# Windows von Platte im Linux-Fenster

## humanthing

Hallo,

also vorab muss ich sagen, dass ich mich mit Virtualisierung und ähnlichem nicht besonders gut auskenne, aber eine Frage habe ich auf die ich nirgends eine Antwort habe finden können.

Ich habe auf meiner Platte neben Gentoo auch eine Partition mit Windows, und nun wüsste ich gerne ob ich Windows auch im laufenden Gentoo-Betrieb starten kann, wenn ich zum Beispiel nur eine Anwendung brauche. Was ich so über Virtualisierung gelesen habe, kann man nur ein Windows im Fenster laden, wenn man es auch in der Virtualisierungsanwendung installiert, aber nicht ein bereits auf der Platte befindliches starten...

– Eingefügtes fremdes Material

PR #1031, opened 2020-04-21
Gravity

snowsignal:
Link to relevant content PR: https://github.com/space-wizards/space-station-14/pull/841

### What this PR does

In order to add Gravity to SS14, a few minor engine changes must be made:
- Each grid should keep track of whether or not it has gravity
- The physics system should not apply friction to moving objects in zero gravity

In addition, I fixed a bug involving asymmetric collisions. This bug would happen whenever two objects collided, one of which had a `PreventCollide` override that returned true, and the other that did not. The former would not collide with the later, but the later would still act as if it had collided with the former.

#### Completion Checklist
- [X] Grid has a gravity property
- [X] Friction is not applied to objects moving in zero gravity
- [X] Space will always have zero gravity

### DIFF
--- a/Robust.Shared/Physics/PhysicsManager.cs
+++ b/Robust.Shared/Physics/PhysicsManager.cs
@@ -99,10 +99,10 @@ namespace Robust.Shared.Physics
                 foreach (var mods in collisionmodifiers)
                 {
                     preventcollision |= mods.PreventCollide(otherCollidable);
-                    foreach (var othermods in othercollisionmodifiers)
-                    {
-                        preventcollision |= othermods.PreventCollide(collidable);
-                    }
+                }
+                foreach (var othermods in othercollisionmodifiers)
+                {
+                    preventcollision |= othermods.PreventCollide(collidable);
                 }
                 if (preventcollision)
                 {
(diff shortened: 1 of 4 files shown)


Robust.Shared/Physics/PhysicsManager.cs
```diff
@@ -92,11 +92,17 @@ public bool TryCollide(IEntity entity, Vector2 offset, bool bump = true)
...
                 }
 
+                var othercollisionmodifiers = otherCollidable.Owner.GetAllComponents<ICollideSpecial>();
+
                 //Provides component level overrides for collision behavior based on the entity we are trying to collide with
                 var preventcollision = false;
                 foreach (var mods in collisionmodifiers)
                 {
                     preventcollision |= mods.PreventCollide(otherCollidable);
+                    foreach (var othermods in othercollisionmodifiers)
```
PJB3005: Does this have to be inside the other loop? This doesn't have to process based on `mods` does it?

PJB3005 (changes requested):

Robust.Shared/Physics/PhysicsManager.cs
snowsignal: You're right, I'll fix that.

PJB3005 (approved):

PR #1040, opened 2020-05-01
Change Reference -> Ref in VV

### LINKED ISSUE #984: Use abbreviations on all vv variables & labels
We already have some abbreviations in the vv menu. Notably in the component lists:

Content Client_pS62ovGN1v
So, for example, `C.C.GO` = `Content.Client.GameObjects`. However, in some other places like on component members, menu labels, and server/client variables these abbreviations aren't used yet. Examples:

Content Client_kcr7O8OeEQ

Content Client_EGJVNRFyem

Content Client_SGJpC3CboK

ComicIronic:
Fixes #984.

Since `1ab703325fdd3a363fe29ab5421771cf45ef4803` already abbreviated types where possible, the only remaining part of the issue was shortening `Reference` to `Ref` in the menu.

### DIFF
--- a/Robust.Client/ViewVariables/Editors/ViewVariablesPropertyEditorReference.cs
+++ b/Robust.Client/ViewVariables/Editors/ViewVariablesPropertyEditorReference.cs
@@ -28,7 +28,7 @@ namespace Robust.Client.ViewVariables.Editors
 
             var button = new Button
             {
-                Text = $"Reference: {toString}",
+                Text = $"Ref: {toString}",
                 ClipText = true,
                 SizeFlagsHorizontal = Control.SizeFlags.FillExpand
             };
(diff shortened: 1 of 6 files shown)


PJB3005:
There's still a few other places where unabbreviated types are used, for example the header: 
image

Wouldn't say that the issue is quite fixed yet.

ComicIronic:
I can be confident that anything called `Pretty` is user-facing, and has yet to be abused by some brittle code, correct?

PJB3005:
Yup

ComicIronic:
That should be all the types that appear in window titles and the like.

I've noticed that generics get shortened incorrectly, (probably) because `FullName` for a generic type doesn't look like its `ToString`. Generic type arguments don't get the abbreviation either. That could be solved by making `Abbreviate` take a `Type` instead, and doing some custom printing logic.

PJB3005:
That'd probably be best, yeah

Issue #899, opened 2019-11-21
Compile-time checked functions for referring to prototypes/resources.


PJB3005:
The idea is that you could do something like 
```cs
SpawnEntity(EntityName("wrench"));
```
and a build step would automatically verify that an entity prototype with ID `wrench` exists in the prototypes.

There could be some other variations on this too, such as giving `SpawnEntity` a parameter attributes that does this automatically (for constants) and other such stuff.

PR #1043, opened 2020-05-02
Add Roslyn analyzer for checking prototype names

ComicIronic:
Based on #899, this introduces some static analysis to catch mistakes in the prototype name passed to a method, configurable by an attribute on method parameters.

Goals
  * [x] MVP: an analyzer that errors when the prototype name is wrong (loaded from a yaml file)
  * [x] Attribute to mark method argument as a prototype name
  * [ ] Automatic loading of prototypes from `<location>`


ComicIronic:
There's lots of room for improvement e.g. tagging method arguments in the engine as prototype names so that they get analyzed automatically, rather than just looking at `SpawnEntity`. This is mainly an attempt to produce an MVP for the analyzer itself.

PJB3005:
For what it's worth, I can build this on Linux just fine.

ComicIronic:
Ah good, I suppose the compiler SDK was only necessary for the initial project template then. I can't see  a reason for the Travis failure - `Robust.Shared` is referenced by `Robust.Analyzer`.

PJB3005:
Seems to be because you added an AnyCPU target to the solution, which the build commands are now defaulting to.

ComicIronic:
Yep, just pushed the fix for that. The sln file should be correct now.

Robust.Analyzer/CheckPrototypesExistAnalyzer.cs
```diff
@@ -0,0 +1,128 @@
...
+        {
+            try
+            {
+                return prototypeManager.HasIndex<EntityPrototype>(prototypeName);
+            }
+            catch (UnknownPrototypeException e)
+            {
+                throw new Exception(String.Format("Exception prevented querying of entity prototypes for existence of \"{0}\".", prototypeName), e);
+            }
+        }
```
ComicIronic: @PJB3005 Is this the right way to interface with an `IPrototypeManager`? `HasIndex` is throwing an exception.

PJB3005: `PrototypeManager` needs to be able to discover the prototype-types, which is done via `IReflectionManager`. You're just instantiating one straight up though which means it's not getting dependencies injected which is problematic.

I wonder if it would make sense to just not use the prototype manager itself directly and parse only the `id`/`type` of prototype declarations in YAML. Then you also wouldn't have the issue of "would need to load `Content.Shared` to do good analysis"

ComicIronic: Wouldn't that make it more brittle? I'm conscious that tooling that has to be maintained by multiple people tends to get abandoned, so it would be good if this was more tied to how the prototype system works.

PJB3005: Unless we want to get into parsing the actual contents of prototypes it should be "good enough" I would think.

I'm not too familiar with Roslyn analyzers though. Could you set up a whole IoC instance? If you can then using the shared code is probably the best option.

ComicIronic: It seems  like an IoC instance is possible. The main remaining problem is where the analyzer should load prototype files from - currently I'm passing them in to `AdditionalDocuments` for testing, but it should probably reflect some project-set value in reality.

ComicIronic: Turns out it was possible.

ComicIronic:
@PJB3005 Would appreciate a double-check that there's no `[PrototypeName]` missing from any important methods.

Robust.Shared/Prototypes/PrototypeNameAttribute.cs
```diff
@@ -0,0 +1,15 @@
...
+
+namespace Robust.Shared.Prototypes
+{
+    /// <summary>
+    /// A metadata attribute which marks an argument as being a prototype name.
+    /// </summary>
+    [AttributeUsage(AttributeTargets.Parameter, AllowMultiple = false, Inherited = true)]
+    public class PrototypeNameAttribute : Attribute
+    {
+        public PrototypeNameAttribute() { }
```
PJB3005: Might be worth it to make this take in a constructor argument for what kind of prototype to check for, so that in the future we can expand it to other prototypes like reagents.

ComicIronic: What kind of argument, a string? Having to go between the compilation types and the library types makes a lot of reflection impossible. Should I extend the `IPrototypeManager` with an (unsafe) method to try and load a prototype by passing in the type by name?

PJB3005: > What kind of argument, a string? Having to go between the compilation types and the library types makes a lot of reflection impossible.

Yeah, string is probably the best idea, specifically to keep the reflection down. 

> Should I extend the IPrototypeManager with an (unsafe) method to try and load a prototype by passing in the type by name?

Probably, yeah.

ComicIronic:
@PJB3005 The analyzer is limited by its ability to hook into useful information about the project it's compiling, like `ReflectionManager` prefixes and the `PrototypeManager` loading directories. It might be worthwhile to work on some kind of project config file that could also be fed to the analyzer.

PJB3005:
That's probably a good idea, it'd also solve a bunch of stuff like the need to register prototypes as ignored.

ComicIronic:
Blocked by #1044.

PR #1037, opened 2020-04-27
Rewrite the physics engine

snowsignal:
Corresponding content PR: https://github.com/space-wizards/space-station-14/pull/872

Fixes #1046 and fixes #982.

Note: client-side physics will probably have to be implemented separately, because otherwise this PR would take forever to review and test. But my redesign introduces the groundwork for making such an implementation easier.

### Completion checklist
- [X] CollidableComponent API has new functions to retrieve all entities colliding with it
- [X] Implement momentum/impulses in physics system
- [X] Implement working impulse resolution
- [X] Implement virtual forces
- [x] Make the system work with gravity
- [X] Make physics system cache collision results for increased performance
- [X] Update the rest of the codebase to match the new physics engine
- [X] Update implementation tests and add some new ones
- [x] Add a raycast that gets all entities in a certain path to IPhysicsManager

PR #1046, opened 2020-05-05
Add GetCollidingEntities to the API

### LINKED ISSUE #1036: CollidableComponent should be able to retrieve entities it is colliding with
Right now, `TryCollision` only returns a boolean value, not the entities that are causing the collision. It would be nice to have a `GetCollidingEntities` function that would retrieve all entities that are colliding with the object.

ComicIronic:
Fixes #1036.

### DIFF
--- a/Robust.Shared/GameObjects/Components/Collidable/CollidableComponent.cs
+++ b/Robust.Shared/GameObjects/Components/Collidable/CollidableComponent.cs
@@ -232,7 +232,7 @@ namespace Robust.Shared.GameObjects.Components
             if (!_collisionEnabled || CollisionMask == 0x0)
                 return new IEntity[] { };
 
-            return null;
+            return _physicsManager.GetCollidingEntities(Owner, offset, bump);
         }
 
         public bool UpdatePhysicsTree()
--- a/Robust.Shared/GameObjects/Components/Collidable/CollidableComponent.cs
+++ b/Robust.Shared/GameObjects/Components/Collidable/CollidableComponent.cs
@@ -226,6 +226,15 @@ namespace Robust.Shared.GameObjects.Components
             return _physicsManager.TryCollide(Owner, offset, bump);
         }
 
+        /// <inheritdoc />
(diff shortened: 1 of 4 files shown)


Robust.Shared/GameObjects/Components/Collidable/CollidableComponent.cs
```diff
@@ -226,6 +226,15 @@ public bool TryCollision(Vector2 offset, bool bump = false)
             return _physicsManager.TryCollide(Owner, offset, bump);
         }
 
+        /// <inheritdoc />
+        public IEnumerable<IEntity> GetCollidingEntities(Vector2 offset, bool bump = false)
+        {
+            if (!_collisionEnabled || CollisionMask == 0x0)
+                return new IEntity[] { };
+
+            return null;
```
ComicIronic: Hwoops.

snowsignal:
Thanks for doing this, but this has already been added as part of my physics rewrite PR #1037. I should have added #1036 to the list of issues that the PR was going to fix.

Robust.Shared/Physics/PhysicsManager.cs
```diff
@@ -109,21 +120,21 @@ public bool TryCollide(IEntity entity, Vector2 offset, bool bump = true)
...
-                    continue;
+                    otherCollidable.Bumped(entity);
                 }
-
-                otherCollidable.Bumped(entity);
-                collidedwith.Add(otherCollidable.Owner);
             }
 
-            collidable.Bump(collidedwith);
+            if (bump)
```
ComicIronic, line 131: @InquisitivePenguin Does your PR also fix this missing check in some way?

snowsignal: My PR removes the whole 'bump' concept entirely, so... technically yes?

gradientvera:
Mind if I close this in favor of #1037 then? @ComicIronic @InquisitivePenguin

ComicIronic:
Sounds good.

Kann mir jemand genaueres sagen?

Vielen Dank und beste Grüße

   - Daniel

----------

## Keruskerfuerst

Dazu wird soetwas wie XEN oder VMServer benötigt.

----------

## treor

vmware kann das was du willst auch definitiv....

hab ich bisher zwar nur umgekehrt (linux in nem windows) genutzt aber da bin ich mir sicher das das auch umgekehrt geht.

----------

## c_m

Wenn du allerdings ein bestehendes Windows in die VM importierst sei vorsichtig!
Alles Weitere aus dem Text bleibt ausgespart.